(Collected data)

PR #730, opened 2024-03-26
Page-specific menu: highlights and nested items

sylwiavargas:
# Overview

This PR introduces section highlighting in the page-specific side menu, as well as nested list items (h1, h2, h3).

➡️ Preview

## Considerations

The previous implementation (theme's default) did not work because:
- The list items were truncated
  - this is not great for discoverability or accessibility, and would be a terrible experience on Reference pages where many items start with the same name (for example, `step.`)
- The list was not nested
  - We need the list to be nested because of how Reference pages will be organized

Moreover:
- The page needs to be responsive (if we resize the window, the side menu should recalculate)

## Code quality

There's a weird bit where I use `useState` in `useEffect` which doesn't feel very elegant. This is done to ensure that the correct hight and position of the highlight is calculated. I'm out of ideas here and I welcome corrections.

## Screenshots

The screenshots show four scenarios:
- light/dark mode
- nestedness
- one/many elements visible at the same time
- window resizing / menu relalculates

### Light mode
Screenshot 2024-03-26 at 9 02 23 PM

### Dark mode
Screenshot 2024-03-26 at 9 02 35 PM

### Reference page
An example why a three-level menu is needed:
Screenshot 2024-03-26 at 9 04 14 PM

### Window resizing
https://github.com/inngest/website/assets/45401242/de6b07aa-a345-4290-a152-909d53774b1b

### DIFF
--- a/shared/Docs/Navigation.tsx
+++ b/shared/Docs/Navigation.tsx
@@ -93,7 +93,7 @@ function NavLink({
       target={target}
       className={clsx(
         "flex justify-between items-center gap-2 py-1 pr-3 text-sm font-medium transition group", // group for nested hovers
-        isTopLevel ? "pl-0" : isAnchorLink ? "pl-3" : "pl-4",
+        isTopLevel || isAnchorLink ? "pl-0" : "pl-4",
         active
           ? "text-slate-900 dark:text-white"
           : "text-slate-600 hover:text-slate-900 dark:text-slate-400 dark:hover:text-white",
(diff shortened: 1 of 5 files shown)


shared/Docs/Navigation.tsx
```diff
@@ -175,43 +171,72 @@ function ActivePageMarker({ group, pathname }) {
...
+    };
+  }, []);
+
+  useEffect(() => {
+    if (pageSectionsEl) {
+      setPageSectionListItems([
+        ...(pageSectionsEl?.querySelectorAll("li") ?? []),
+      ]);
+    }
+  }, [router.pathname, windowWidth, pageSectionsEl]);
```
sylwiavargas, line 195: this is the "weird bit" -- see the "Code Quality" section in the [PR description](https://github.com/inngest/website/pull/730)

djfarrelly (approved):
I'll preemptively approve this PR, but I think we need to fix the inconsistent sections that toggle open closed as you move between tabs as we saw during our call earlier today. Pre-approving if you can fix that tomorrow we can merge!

* * *

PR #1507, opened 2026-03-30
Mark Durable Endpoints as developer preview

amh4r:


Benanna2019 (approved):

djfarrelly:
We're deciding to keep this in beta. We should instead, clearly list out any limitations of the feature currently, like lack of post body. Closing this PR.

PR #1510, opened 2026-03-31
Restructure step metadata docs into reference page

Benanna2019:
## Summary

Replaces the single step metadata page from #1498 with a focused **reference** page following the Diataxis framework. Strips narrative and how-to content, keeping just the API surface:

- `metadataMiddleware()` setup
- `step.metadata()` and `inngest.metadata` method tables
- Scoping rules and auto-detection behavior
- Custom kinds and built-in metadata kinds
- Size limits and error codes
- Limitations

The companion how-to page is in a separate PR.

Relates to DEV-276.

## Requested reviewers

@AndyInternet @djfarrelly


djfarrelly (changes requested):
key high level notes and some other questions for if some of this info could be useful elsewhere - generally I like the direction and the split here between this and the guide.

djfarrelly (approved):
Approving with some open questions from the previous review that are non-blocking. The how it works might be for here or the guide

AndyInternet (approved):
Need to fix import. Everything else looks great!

The problem = From the records above, pull every line that has the string "approved" and copy it.

Reply to the task =
djfarrelly (approved):
Benanna2019 (approved):
djfarrelly (approved):
AndyInternet (approved):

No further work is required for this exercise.